PR #257, opened 2023-03-08
Ray head node proxy rework

akihikokuroda:
### Summary
Rework the proxy sidecar of the ray head node.

### Details and comments

This rework replaces the auth2-proxy with the gatekeeper for the proxy sidecar.
This change enables `Client Credentials Grant` to access to head node.
The auth2-proxy doesn't support `Client Credentials Grant`.

The request to the head node is redirected to the login screen when the request doesn't have the access token.  The request that has the access token is routed to the head node function.

This is an example script to get the access token from the Keycloak and send a request with the access token to the head node. 
```
#!/bin/bash
API=$1
export RESPONSE=$(curl --request POST \
  --url 'http:/KEYCLOAK-IP/realms/quantumserverless/protocol/openid-connect/token' \
  --header 'content-type: application/x-www-form-urlencoded' \
  --data grant_type=password \
  --data client_id=rayclient \
  --data audience=rayclient \
  --data client_secret=CLIENTSECRET-CHANGEME \
  --data username=user \
  --data password=passw0rd)
						   
export A=$(echo $RESPONSE | jq .access_token)
echo $A
export TOKEN=${A//'"'/}

curl --request GET \
--header "authorization: Bearer $TOKEN" \
--header 'content-type: application/json' \
--url "http://HEADNODE-IP/$API"
```

PR #1331, opened 2024-05-12
Function uniqueness

Tansito:
### Summary

From #1313 it was a conversation around function uniqueness. This PR pretends to propose a solution for it with the next proposal:
- ACL _Program_ continues being the same: _program.instances_ are what provides external access to programs through VIEW and RUN permissions.
- _Namespace_ is the new entity that it manages proprietary Qiskit Functions:
  - **name**: string that will identify the namespace for the Qiskit Function: "ibm/transpiler"
  - **registry**: a namespace will have a registry associated so every image in that namespace will be uploaded there
  - **admin_group**: it's the group that will guarantee management over the namespace, if the user has this group it has the possibility to create and upload Qiskit Functions inside this namespace

### Details and comments

- New `Namespace` model
- `Program` now can has (or not) a `namespace`
- Updated the serializer to be able to receive the `namespace.name`
- Added the logic in the `update` end-point to manage access and update/create the Qiskit Function
- Tests updated


gateway/api/models.py
```diff
@@ -58,6 +58,27 @@ def __str__(self):
         return f"{self.id}"
 
 
+class Namespace(models.Model):
```
psschwei, line 61: Namespace has a [specific meaning](https://cloud.ibm.com/docs/Registry?topic=Registry-registry_overview#overview_elements_namespace) in the context of container registries, so we probably don't want to use that term here to mean something different.  

As I understand it, what we're trying to define here is more or less the author of a particular function, with links to the registry, namespace, and admin group. So something like `Provider` or `Author` might better represent the purpose of the object.

Tansito: Thanks for the feedback @psschwei ! `Author` is something that we are just using and I think it doesn't fit really well here. Probably `Provider` is a better option, I'm going to take a look and change it today 😄

Tansito: Solved in [0277a28](https://github.com/Qiskit/qiskit-serverless/pull/1331/commits/0277a280fa9a5e3c296a0c1bd37167aa7a8bc62a)

tests/basic/03_dependencies.py
```diff
@@ -6,7 +6,8 @@
     title="pattern-with-dependencies",
     entrypoint="pattern_with_dependencies.py",
     working_dir="./source_files/",
-    dependencies=["qiskit-experiments==0.6.0"],
```
Tansito, line 9: It seems `qiskit-experiments` is not working with the newer Qiskit version so I changed it by now for another thing to test dependencies installation. I accept other proposals.

gateway/api/serializers.py
```diff
@@ -24,23 +31,56 @@ class UploadProgramSerializer(serializers.ModelSerializer):
...
+
+    def check_provider_access(self, provider_name, author):
+        """
+        This method check if the author has access to the provider
+        """
+        provider = Provider.objects.filter(name=provider_name).first()
+        if provider is None:
+            logger.error("Provider [%s] does not exist.", provider_name)
+            return False
+        logger.error(
```
psschwei, line 56: is there a missing check here? I think this will log an error every time this function is run...

gateway/api/views.py
```diff
@@ -212,8 +212,33 @@ def upload(self, request):
...
+                if not user_has_access:
+                    # For security we just return a 404 not a 401
+                    return Response(
+                        {"message": f"Provider [{provider_name}] was not found."},
+                        status=status.HTTP_404_NOT_FOUND,
+                    )
+                program = serializer.retrieve_provider_function(
+                    title=title, provider_name=provider_name
+                )
+            else:
```
psschwei, line 237: is the logic for this else the same as for the `if provider_name is None` block on L217? if so, we should combine them

gateway/tests/api/test_v1_program.py
```diff
@@ -9,7 +9,7 @@
 from rest_framework import status
 from rest_framework.test import APITestCase
 
-from api.models import Job
+from api.models import Job, Program
```
psschwei, line 12: assuming since the gateway components aren't user-facing we don't need to rename this to Function :crossed_fingers:

gateway/tests/fixtures/fixtures.json
```diff
@@ -121,7 +125,7 @@
       "pk": 100,
       "fields": {
         "name": "runner",
-	"permissions": [61]
+	      "permissions": [61]
```
psschwei, line 128: is this indent needed?

gateway/api/serializers.py
Tansito: Good catch 🙏 , solved in: [edb541c](https://github.com/Qiskit/qiskit-serverless/pull/1331/commits/edb541c03fa80f2062da29da509590945c20f967)

gateway/tests/api/test_v1_program.py
Tansito: Correct, internally I'm not renaming models and so on. What I'm changing are errors messages or responses returned to the user. If you see any reference that I should change let me know 😄

gateway/tests/fixtures/fixtures.json
Tansito: Mmm... This is weird. In my IDE I see it like this:

Screenshot 2024-05-23 at 9 49 20 AM

I don't know why it appears like that in GitHub 🤔

gateway/api/views.py
Tansito: It's not exactly the same. Maybe it's a bit difficult to see it the idea is the next one:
┄┄┄┄┄┄┄┄┄┄
Work to complete
Only the lines from the one containing "Tansito: Mmm... This" through the last line of the records are to be set down, exactly as they appear.

Completed exercise
Tansito: Mmm... This is weird. In my IDE I see it like this:

Screenshot 2024-05-23 at 9 49 20 AM

I don't know why it appears like that in GitHub 🤔

gateway/api/views.py
Tansito: It's not exactly the same. Maybe it's a bit difficult to see it the idea is the next one:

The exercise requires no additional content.